THE PROBLEM:
Run through the records and, wherever a line holds the word "LINKED", return that line.

RECORDS SUPPLIED:
┌──

PR #253, opened 2021-01-06
Opening a PdfDocument via a file path opens a stream instead of allocating

Poltuu:
In this PR, I suggest changing the default way to open a file, by switching to streams instead of getting the byte[].

This should be mostly beneficial for large documents, and treatments in loops (less pressure on the GC mostly).

### DIFF
--- a/src/UglyToad.PdfPig/Parser/PdfDocumentFactory.cs
+++ b/src/UglyToad.PdfPig/Parser/PdfDocumentFactory.cs
@@ -40,7 +40,8 @@
                 throw new InvalidOperationException("No file exists at: " + filename);
             }
 
-            return Open(File.ReadAllBytes(filename), options);
+            var input = new StreamInputBytes(File.OpenRead(filename), true);
+            return Open(input, options);
         }
 
         internal static PdfDocument Open(Stream stream, ParsingOptions options)


src/UglyToad.PdfPig/Parser/PdfDocumentFactory.cs
```diff
@@ -40,7 +40,8 @@ public static PdfDocument Open(string filename, ParsingOptions options = null)
                 throw new InvalidOperationException("No file exists at: " + filename);
             }
 
-            return Open(File.ReadAllBytes(filename), options);
+            var input = new StreamInputBytes(File.OpenRead(filename), true);
+            return Open(input, options);
```
EliotJones, line 44: Thanks for your PR(s, I'll try to get to the rest soon).

My only concern here is that streams were less performant than byte arrays in my performance testing due to the need to seek randomly and rewind bytes in the file-stream. PDFBox gets around this by using a buffered stream type.  I wonder if we're better off keeping `byte[]` as default (I'd assume the size distribution of PDF files has a long tail but is generally on the order of kilobytes and having advanced users opt in to slower-but-lower-memory-footprint parsing using the stream open method explicitly. Another possibility is using `BufferedStream` for the frameworks where it is available https://docs.microsoft.com/en-us/dotnet/api/system.io.bufferedstream?view=net-5.0

Let me know your thoughts :)

schmitch: actually we deal a lot with pdf's and we've seen ranges from 0.5mb till 200mb, especially when dealing with scanned pdf's the size distribution can be really really big, because they are only images and don't compress too well.
I think it might be a good idea to look for something like a buffered stream. btw. buffered stream is also available in .net standard 2.0 so it has a wide support range.

EliotJones: I think this should be possible for the consumer to provide themselves, for instance:

```
using var fileStream = File.OpenRead(@"C:\temp\mypdf.pdf");
using var myBuffered = new BufferedStream(fileStream);

using var pdf = PdfDocument.Open(myBuffered);
```

I'm going to close this PR for now, I think the people who are processing full page scans and technical drawings are in a minority that have the larger documents and the API has sufficient affordances for them to use the stream input type where required. I'd need a lot more profiling to be comfortable making this change and I'm not realistically going to have time or resources to do it.

@Poltuu thank you for the suggested change and sorry it didn't go anywhere.

EliotJones:
As mentioned in https://github.com/UglyToad/PdfPig/pull/253#discussion_r687294140 we'll keep the default input types for now unless there's an outcry to revisit.

PR #254, opened 2021-01-06
Pdfmerger stream apis

Poltuu:
This pr does two things:
 - pdfmerger uses stream instead of byte[]. This should improve performance for large documents/treatments in loop.
 - adds an optional output Stream argument on PdfMerger methods. This prevents allocating the newly created documents in memory.


EliotJones (approved):
Looks good to me, thanks for the PR

Poltuu:
Conflicts fixed

PR #257, opened 2021-01-07
Allow to have empty code space, fixes #256

### LINKED ISSUE #256: InvalidOperationException : Codespace range contains an unexpected token
Hi,

Would you tell me why an exception is thrown on the GetWords() of this page [pdfpig_error_CodespaceRangeParser_page.pdf](https://github.com/UglyToad/PdfPig/files/5782438/pdfpig_error_CodespaceRangeParser_page.pdf)

Have a good day.

InusualZ:
Like the commit message say, allow to _parse_ empty code spaces, that way font that have `ToUnicode` dictionary, but no code spaces can be parsed correctly.

PDF Specification related to this problem. I'm in no expert in font, so this may not be the correct fix.
PDF Specs


EliotJones (approved):
Thanks for handling this while I'm (more-or-less) away, looks good to me.

PR #259, opened 2021-01-14
PdfMerger: Fix indirect object lookup dict

plaisted:
Current implementation uses `IndirectReferenceToken` as the dictionary key which does not override GetHashCode or Equals resulting TryGetValue failing even though matching indirect objects already have been inserted. Modified to use the `IndirectReference` as the key instead and added test coverage to verify indirect objects are not duplicated from same document.


EliotJones (approved):
Thanks, this looks like a good fix

PR #262, opened 2021-01-15
Pdfmerger complete rearrangment api

Poltuu:
In this PR, I introduce two new public apis:

 - `PdfMerger.Merge(IReadOnlyList<Stream> streams, Stream output, IPdfArrangement pageArrangment)`: this uses the new `IPdfArrangement` that lets the consumer entirely describe the way the new pdf is supposed to be generated, allowing new things like zip-merge for instance.

 - `PdfMerger.MergeMany(IReadOnlyList<Stream> streams, IReadOnlyCollection<(Stream Output, IPdfArrangement PageArrangments)> exports)` : similar api but for multiple output. Useful for pdf split.

I followed comments from [this PR](https://github.com/UglyToad/PdfPig/pull/251) and did not add other specialized apis (PdfSplitter.Split, PdfEditor.RemovePages), but I feel like it would be a good idea. I believe those two new apis would benefit from being exposed on a different class, something like `PdfCombiner` ou `PdfArranger`.

I also did not expose different `IPdfArrangement` implementation that would simplify differents specialized kind of merge, but I believe that could also be a way to simplify the api.

### DIFF
--- a/src/UglyToad.PdfPig.Tests/PublicApiScannerTests.cs
+++ b/src/UglyToad.PdfPig.Tests/PublicApiScannerTests.cs
@@ -211,6 +211,7 @@
                 "UglyToad.PdfPig.Writer.PdfMerger",
                 "UglyToad.PdfPig.Writer.PdfPageBuilder",
                 "UglyToad.PdfPig.Writer.TokenWriter",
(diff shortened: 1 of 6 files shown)


Poltuu:
replaced by this https://github.com/UglyToad/PdfPig/pull/279

PR #263, opened 2021-01-15
Use Euclidean distance in PdfRectangle's width and height

### LINKED ISSUE #261: Why is the Height of PdfRectangle is negative when Top is greater than Bottom?
PdfRectangle rectangle = new PdfRectangle(left, bottom, top, right);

└──

WRITTEN RESPONSE:
### LINKED ISSUE #256: InvalidOperationException : Codespace range contains an unexpected token
### LINKED ISSUE #261: Why is the Height of PdfRectangle is negative when Top is greater than Bottom?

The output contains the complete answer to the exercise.